| PROBLEM DESCRIPTION |
The lines below starting at the line containing "FIX: Check if ApiDocBundle is loaded" and ending at the line containing "Can you please" are to be repeated exactly, with both ends kept and nothing else added.

============

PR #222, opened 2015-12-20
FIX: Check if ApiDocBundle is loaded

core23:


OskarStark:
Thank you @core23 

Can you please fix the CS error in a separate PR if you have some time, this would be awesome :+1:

============

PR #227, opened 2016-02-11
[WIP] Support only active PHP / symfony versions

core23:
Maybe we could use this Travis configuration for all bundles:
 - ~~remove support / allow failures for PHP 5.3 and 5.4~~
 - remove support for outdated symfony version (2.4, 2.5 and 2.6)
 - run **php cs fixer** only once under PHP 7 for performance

============

| SOLUTION TO THE PROBLEM |
FIX: Check if ApiDocBundle is loaded

core23:


OskarStark:
Thank you @core23 

Can you please fix the CS error in a separate PR if you have some time, this would be awesome :+1:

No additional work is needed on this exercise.